# A bit of fun...Who is your favourite moderator?



## Eternalknight (Jun 10, 2002)

Personally, I love 'em all.  They are each special in their own unique way.  

(Do I get anything for doing a good suck job?)

Who are your favourite moderators?  Why?


----------



## DM with a vengence (Jun 10, 2002)

While the Mods here at ENworld are some of the best everywhere, I'm particulary partial to Morrus.

If Mods are like Great Old Ones to the average member's 1st level investigator, than Morrus is like Azathoth, a CR 60 Horror from Beyond the Realms of Time and Space with 2,299 hp.

Besides him, I like Piratecat, because he is (to continue the CoC references) like Narylothep, except in delighting in corrupting and destroying each and every member of the boards, he attempts to help and uplift all of us.

(My spelling and stats are a bit off, but I don't have my books with me and you get the point)


----------



## Crothian (Jun 10, 2002)

Why not ask me to name my favorite vital organ?  I couldn't exist without any of them.  Okay, that might be a little over the top and highly dramatic, but all the moderators here are really good.  I've yet to have any problems with any of them.


----------



## Samnell (Jun 10, 2002)

> Why not ask me to name my favorite vital organ?




I'm partial to the Islets of Langerhans, but I don't know if it's possible to live without them or not. If so, put me down for lungs.


----------



## JLXC (Jun 10, 2002)

Isn't there a whole forum designed to kiss butt in? 


Edit:  Yep it's called Meta.  FYI.  heh


----------



## Bonedagger (Jun 10, 2002)

JLXC said:
			
		

> *Isn't there a whole forum designed to kiss butt in?
> 
> 
> Edit:  Yep it's called Meta.  FYI.  heh *




I think they know but an expert buttkisser apparently never misses a chance to kiss butt


----------



## Reprisal (Jun 10, 2002)

Agramainyu.

Because I've never actually seen (him/her) post!


----------



## Baumi (Jun 10, 2002)

Darkness ...... simply because Vienna rules  

Have FUN!
Baumi


----------



## Dinkeldog (Jun 10, 2002)

Either Darkness because he laughs at my jokes or PCat because of the inspiration.


----------



## Glyfair (Jun 10, 2002)

Not to say that there are any moderators that I don't like, but if it wasn't for PC I probably wouldn't have a nice copy of "Spawn of Fashan" sitting on my games bookshelf.  Plus he spins a good yarn (with the help of some players and such  ).

Glyfair of Glamis


----------



## MythandLore (Jun 10, 2002)

Don't have a Favorite, how can I choose just one? It's like that book.

What book?

The one where that lady has to decide which child will live and which one will die?

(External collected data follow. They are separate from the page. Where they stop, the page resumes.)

PR #4937, opened 2026-09-18
registrar, ims_registrar_scscf: reject REGISTER with malformed Contact URI

### LINKED ISSUE #4926: registrar: malformed SIP Contact URI can be accepted and stored
### Description

A malformed SIP Contact URI can be accepted and stored by the registrar. Kamailio returns 200 OK and includes the malformed URI in subsequent REGISTER responses for the same address of record. 
If a response contains five Contacts and one is invalid, a receiving SIP implementation may reject the entire response, affecting devices with otherwise valid registrations.

Reproduced on upstream Kamailio with a minimal UDP registrar configuration using in-memory storage.

 Example malformed Contact:

  ```Contact: <sip:alice@192.0.2.10:5060transport=udp>;expires=3600```

  Expected behavior: reject a REGISTER containing a malformed SIP/SIPS Contact URI with 400 Bad Request before changing any bindings.            
  The invalid Contact must not be stored or included in responses to subsequent valid registrations.

  RFC 3261 §25.1 defines the SIP URI port as digits and requires a semicolon
  before URI parameters. Section 21.4.1 defines 400 for malformed syntax.

  References:
  - https://www.rfc-editor.org/rfc/rfc3261.html#section-25.1
  - https://www.rfc-editor.org/rfc/rfc3261.html#section-21.4.1

#### Reproduction

  Configure a minimal registrar using registrar and usrloc.
   Send a REGISTER with a malformed Contact URI:

  Contact: <sip:alice@192.0.2.10:5060transport=udp>;expires=3600

  Expected: 400 Bad Request.

  Reported behavior: the malformed Contact is stored and included in subsequent REGISTER 200 OK responses.

 Was reproduced by me locally

#### Debugging Data

  - src/modules/registrar/sip_msg.c:
    check_contacts() checks wildcard rules and Contact lengths, but does
    not parse each Contact URI.

  - src/modules/registrar/save.c:
    Contact URIs are passed to usrloc for storage. The conditional URI
    parsing used for TCP handling only logs a parsing failure.

  - src/modules/usrloc/ucontact.c:
    new_ucontact() copies the Contact URI string into the binding.

  - src/modules/registrar/reply.c:
    The response builder copies the stored Contact URI into the response.

#### SIP Traffic

Anonymized SIP message

```
  SIP/2.0 200 OK
  Via: SIP/2.0/UDP 192.0.2.15:5092;branch=z9hG4bKexample
  To: <sip:alice@example.com>;tag=server-tag
  From: <sip:alice@example.com>;tag=client-tag
  Call-ID: example-registration@example.com
  CSeq: 42 REGISTER
  Contact: <sip:alice-device1@192.0.2.11:5060;transport=udp>;q=0;expires=1484, <sip:alice-device2@192.0.2.12:5060;transport=udp>;q=0;expires=1627, <sip:alice-device3@192.0.2.13:5092;transport=udp>;q=0;expires=558, <sip:alice-device4@192.0.2.14:5060transport=udp>;q=0;expires=3055, <sip:alice-device5@192.0.2.15:5092;transport=udp>;expires=502
  Content-Length: 0

```

### Possible Solutions
 In src/modules/registrar/sip_msg.c, add URI validation inside the Contact loop in check_contacts(), before any bindings are saved:
```
  if(((c->uri.len >= 4 && strncasecmp(c->uri.s, "sip:", 4) == 0)
             || (c->uri.len >= 5 && strncasecmp(c->uri.s, "sips:", 5) == 0))
          && parse_uri(c->uri.s, c->uri.len, &uri) < 0) {
      rerrno = R_PARSE_CONT;
      return 1;
  }
```

[registrar-contact-uri-validation.patch](https://github.com/user-attachments/files/32015519/registrar-contact-uri-validation.patch)

### Additional Information

- [x] LLM/AI Assistants were involved in discovery, analysis or submission of the issue
- [x] It happened in a production deployment
- [] It happened in a testing or development deployment
- [ ] Testing or fuzzing tools were used to generate SIP traffic when it happened

  * **Kamailio Version** - output of `kamailio -v`

```
latest Kamailio version is affected
```

* **Operating System**:

```
Not related, but linux
```

rizwan3659:
#### Pre-Submission Checklist
- [x] Code is formatted with `clang-format` using the config file `.clang-format` from source code folder
- [x] No commits to README files for modules

#### Type Of Change

#### Checklist:
- [x] Tested changes locally
- [x] Related to issue #4926

#### Description
Fixes #4926: a REGISTER with a malformed SIP Contact URI such as
`<sip:alice@192.0.2.10:5060transport=udp>` was accepted with 200 OK and
the binding was stored, then echoed back in later 200 OK replies.

**registrar**
- `check_contacts()` now runs `parse_uri()` on every `sip:`/`sips:` Contact
  URI and replies 400 (`R_PARSE_CONT`, "Contact parse error") before any
  binding is changed. Other schemes are left untouched.

**ims_registrar_scscf** (same validation, plus two related bugs found while porting it)
- the non-star branch of `check_contacts()` started from
  `_m->contact->next`, so the contacts of the *first* Contact header were never
  checked (neither length nor the new URI check). It now starts from `_m->contact`.
- `save()` overwrote `rerrno` with `R_SAR_FAILED` after `check_contacts()`
  failed, so the UE got 500 instead of the proper 400. The rerrno set by
  `check_contacts()` is now kept.

**Testing**
- both modules compile without warnings (`-Wall`)
- `parse_uri()` checked against the example URIs: `...:5060transport=udp`
  and `...:50a60` are rejected; `...:5060;transport=udp`, IPv6 `sips:` and
  IMS `;user=phone` URIs are accepted


henningw:
Thanks for the PR. Looks good to me. The whole message is already parsed, and also all contact bodies. So it will not introduce any significant parsing overhead. There is also no good reason to store invalid contacts, as they will fail during lookup and later routing anyway. Lets wait a bit before merging it.

miconda:
Fine to merge it.

PR #4940, opened 2026-09-21
add dispatcher.reload_id to the dispatcher

UnderControlled:
#### Pre-Submission Checklist

- [ ] Code is formatted with `clang-format` using the config file `.clang-format`
  from source code folder

#### Type Of Change

#### Checklist:

- [x] Tested changes locally

#### Description

Added a dispatcher rpc `dispatcher.reload_id <id>` to reload a single element given its database id. Used an unused flag `(1 << 6)` in the flags attribute. If that flag is enabled, the entry will be considered as deleted (tombstone mechanism). This is done because internal data structures don't keep the database id.


miconda:
I am not sure this brings any real benefit rcompared with the reload, because as I can see, the operation first removes the  old record from the memory structure then adds a new one loaded from db. But a single record remove practically clones all the records without the one to be removed, being similar to a reload. The same is with adding a single record, all in memory records are cloned in a new structure where the new record is added as well. Over all, this operation results in two similar-to-reload operations. The db query is not returning the same amount of records, it can be a plus, but the additional "reload" operation can add to penalties. Besides that, this is diverging from the file backend. The id in the database table was not added for internal dispatcher needs, but only for direct database management.

Personally, I don't consider this useful.

Eventually, to get something similar, it could be useful dispatcher.update that combines the dispatcher.add and dispatcher.remove in a single (clone once) operation.

henningw:
Yes, I also don't see the a substantial benefit of doing individual reloads. The DB id should stay also isolated from the actual module logic, similar as for other modules. Set it to draft for now.

UnderControlled:
The intended use-case was to prevent split brain between the DB (at-least in DB-centered solutions) and the module. There is a scenario where I update the DB, and I have to either do "add + remove", which is not atomic, or I have to reload the whole DB, which will cost me move every destination to the state of Trying. This reload_id does handle the atomic update making sure no "remove without add" happens and also it helps to use the database as the single source of truth, so the Kamailio will eventually be consistent with the DB (It will never happen that I have added/removed/updated a record via a Kamailio RPC but the DB has failed to capture that, or vice versa), and finally, my single-record update won't change the state of any other destination by any accident.

If that is not the intended purpose of the module, or the atomicity + single-source-of-truth is possible via another means, please suggest me the solution.

Issue #4938, opened 2026-09-19
Dialog DMQ replication of timeout flags


scharrua:
### Description
Network description: 
    - Both Kamailio nodes share same loopback interface IP 10.242.17.147 and a VIP managed by Keepalived at 10.242.17.107. 
    - The VIP is used as a route gateway address for network router to send traffic to any of the Kamailio nodes. 
    - This way, the route table is set to send any traffic to 10.242.17.147 where VIP 10.242.17.107 is available and both Kamailio nodes are listening and advertising on 10.242.17.147. 
    - Having loopback interface and VIP used for SIP traffic allows sub-second failover reducing retransmissions.

### Expected behavior
Goal: test call timeout limited to 10 mins, so, the call should not be more than 10mins. In production, limits can go up to 24h

#### Actual observed behavior

1. VIP is set on SIP Node 1 who is **ACTIVE** (and SIP Node 2 is **PASSIVE**)
2. Endpoints send SIP traffic to 10.242.17.147 only.
3. SIP Node 1 receives initial INVITE on 10.242.17.107 and gets routes from routing engine, who instructs to limit call duration to 600secs (10mins)
4. SIP Node 1 will relay the call to egress; call is answered, and  SIP Node 1 flags it with timeout to current timestamp + 600s (as far as I understand it)
5. At 4 minutes Keepalived is killed on SIP Node 1 (systemctl kill keepalived)
6. SIP Node 2 is now ACTIVE (SIP Node 1 is not reachable yet because VIP is set on SIP 2). Remember that SIP 2 also has 10.242.17.107 address and that VIP is now pointing to SIP node 2.
7. After 10 mins, SIP Node 1 (who initially handled the call is not the ACTIVE node) sends correctly the BYE message to both endpoint to signal the timeout. 
8. The BYE is sent by SIP Node 1 via address 10.242.17.147 because Kamailio listens and advertises on this address. VIP is still on SIP Node 2 at this time.
9. SIP Node 2 who is receiving ALL SIP traffic (because it is the **ACITVE** node, VIP is present on Node 2) will then receive the 200 OK from endpoints who send replies to 10.242.17.107
10. SIP Node 1 who doesn't receive 200 OK (because VIP is active on SIP 2) from endpoints will keep retransmitting the BYE message. 
11. The CDR is closed, on billing services, but the SIP signalling is "weird" to say the least....
12. 

[...]

PR #4943, opened 2026-09-22
dialog: added dmq_timeout_iflags_sync modparam

rizwan3659:
#### Pre-Submission Checklist
  from source code folder

#### Type Of Change

#### Checklist:
- [ ] Tested changes locally
- [x] Related to issue #4938

#### Description
The timeout BYE flag (`DLG_IFLAG_TIMEOUTBYE`) is not replicated over DMQ, only the keep-alive flags are (with `dmq_ka_iflags_sync`). So when another node takes over the dialog, or the node that created it restarts and gets the dialogs back from its peer, the call is never ended with BYE at the timeout.

This adds a new modparam `dmq_timeout_iflags_sync`, same style as `dmq_ka_iflags_sync`. If set to 1, the owner sends its iflags in the DMQ update and the receiving node applies `DLG_IFLAG_TIMEOUTBYE`. The default is 0, so nothing changes for existing setups.

With it enabled, every node that has the dialog will send BYE on timeout, so if only the active node should do it, that has to be handled in the config (e.g. `dlg_filter_mode` or the timeout event route), as noted in the docs.

The dialog module builds without warnings. I have not tested it yet on a two node DMQ setup.

Code and docs are in separate commits, I can squash them into one if preferred.


henningw:
Thanks for the PR, would be great if you could also do some basic tests, e.g. with a two node DMQ setup.

PR #2736, opened 2025-03-07
Remove foundry patch

sveitser:
The patch in alloy is now included in foundry.

- Create a separate dev shell with the legacy version of foundry that we need to generate ethers bindings.
- Switch to foundry.nix overlay because the nixpkgs version is likely to lag a lot because foundry doesn't properly version their code.
- Enable the optimizer. This used to be the default but this was changed in foundry recently.


jparr721 (approved):

sveitser:
Tests previously passed and the contracts CI passed now, so I'm bypassing.

PR #2737, opened 2025-03-07
upgrade geth to v1.15

sveitser:
I can't test locally. One layer of the block explorer image takes ages to pull. So just putting this CI job out to see if it breaks anything.

If this works we can finally upgrade solc because it should support all the latest and greatest opcode.

cc and thanks @babdor


sveitser:
@babdor everything passed. The flaky CI jobs that failed a few times are also flaky on main.

PR #2740, opened 2025-03-07
Add VidCommon enum to support both VID schemes

bfish713:
### This PR:
This change introduces a new VidCommon enum to support both ADVZ and AVIDM VID schemes. Key modifications include:
- Create AvidMCommon type which is just the the parameter `AvidMParam`
- Replacing `Option<ADVZCommon>` with the `VidCommon` enum
- Adding support for V0 (ADVZ) and V1 (AVIDM) VID common data
- Modifying fetching, persistence, and query service components to work with the new enum
### Key places to review:

The changes to the the Query service to add in the common info.  in query_service.rs where we use the common info to verify the V1 share.

Some of the tests were updated to show we are returning a V1 common info when we should.
We should also observe the elimination of "Failed to get VIDCommon" Logs

Just what is in unit tests


mrain (approved):
LGTM

sequencer/src/api/endpoints.rs
```diff
@@ -135,10 +135,12 @@ where
                         })
                 }
             )?;
-            let common = &common.common().clone().context(CustomSnafu {
-                message: format!("failed to make proof for namespace {ns_id}"),
-                status: StatusCode::NOT_FOUND,
-            })?;
+            let VidCommon::V0(common) = &common.common().clone() else {
```
imabdulbasit, line 138: I guess we will need to handle namespace proof verification at some point using V1 VID.

hotshot-query-service/src/lib.rs
```diff
@@ -447,7 +447,11 @@ use task::BackgroundTask;
 use tide_disco::{method::ReadState, App, StatusCode};
 use vbs::version::StaticVersionType;
 
-pub type VidCommon = Option<hotshot_types::vid::advz::ADVZCommon>;
+#[derive(Clone, Debug, Deserialize, Serialize, Eq, PartialEq)]
+pub enum VidCommon {
+    V0(hotshot_types::vid::advz::ADVZCommon),
```
imabdulbasit, line 452: so we bincode serialize the `VidCommon` when inserting data. This would mean, we require a migration for vid as well in query service

imabdulbasit (approved):

hotshot-query-service/src/lib.rs
imabdulbasit: basically, just changing VIDCommon serialization in the vid migration that we already have

bfish713: Yes I wasn't sure, should I add this to the migration in this PR?

imabdulbasit: should be a few lines change. I can do it in a separate PR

You mean ‘Sophie's Choice’?

No, the one in it during world war two with the evil Nazis.

Yeah that’s ‘Sophie's Choice’ by William Styron.

No, they movie about it.

Yeah with Meryl Streep.

Yeah.

That was Sophie's Choice.

No, it’s another one…

______________________

______________________

My Favorite is the dog with the hook hand.

What dog?

You know the dog with the hook hand.

There’s no dog with a hook hand!

Yes there is.

There’s no dog… Are you talking about Piratecat?

No! The dog with the hook and the eye patch!

There’s no dog with a hook and an eye patch!

Yea there is.

No there isn’t, your talking about Piratecat.

No I’m not, it’s not Piratecat, it’s that dog, he’s got that really big smile with the red bird on his shoulder.

That’s Piratecat!

No it’s a Dog!

No, it’s Piratecat! He has a hook an eye patch a big toothy grin and he has a parrot.

Okay, maybe it’s Piratecat, but that’s not a parrot…


----------



## Dinkeldog (Jun 10, 2002)

Woof!  Maybe Morrus should make me a moderator.


----------



## el-remmen (Jun 10, 2002)

Muad'dib.

And I don't who that Eric Noah kid thinks he is, but I don't like his attitude.


----------



## King_Stannis (Jun 10, 2002)

angramainyu and darkness. like a good boxing referee, you only notice them when they're needed.


----------



## Aaron L (Jun 10, 2002)

I'll add a second vote for Muad'Dib!

Do you remember when someone posted about Dune D20, and Muad'Dib posted "What is this Dune you speak of?" and the guy went on a big explanation of what Dune was?  Man, that was funny.


----------



## Leopold (Jun 10, 2002)

And i see noone likes the micro-mods of the 'smaller' forums anymore..sigh..me and BOZ always get the shaft


----------



## The Kender (Jun 10, 2002)

* Aritmus Bows down.  Oh Mighty Eric Noah!  Rise above these weakling mods and show them all your true power

* Sacrifices Piratecat to Eric Noah *


----------



## BOZ (Jun 11, 2002)

Leopold said:
			
		

> *And i see noone likes the micro-mods of the 'smaller' forums anymore..sigh..me and BOZ always get the shaft *




woohoo!  i got mentioned by someone other than scott and erica!    LOL


----------



## Leopold (Jun 11, 2002)

BOZ said:
			
		

> *
> 
> woohoo!  i got mentioned by someone other than scott and erica!    LOL *




hey gotta keep us one forum mods in the eye of the public!


----------



## Acmite (Jun 11, 2002)

Muad'dib, Ashtal, and Angrymanboobs.

Ashtal and manboobs are fellow canucks, and, oh, check my sig.

Whatver happened to Muad'dib?  I don't remember any mention of his leaving--he was just gone one day.  Maybe it was the summer of The Move.  I was doing field work and missed the whole "Eric quits!" event.


----------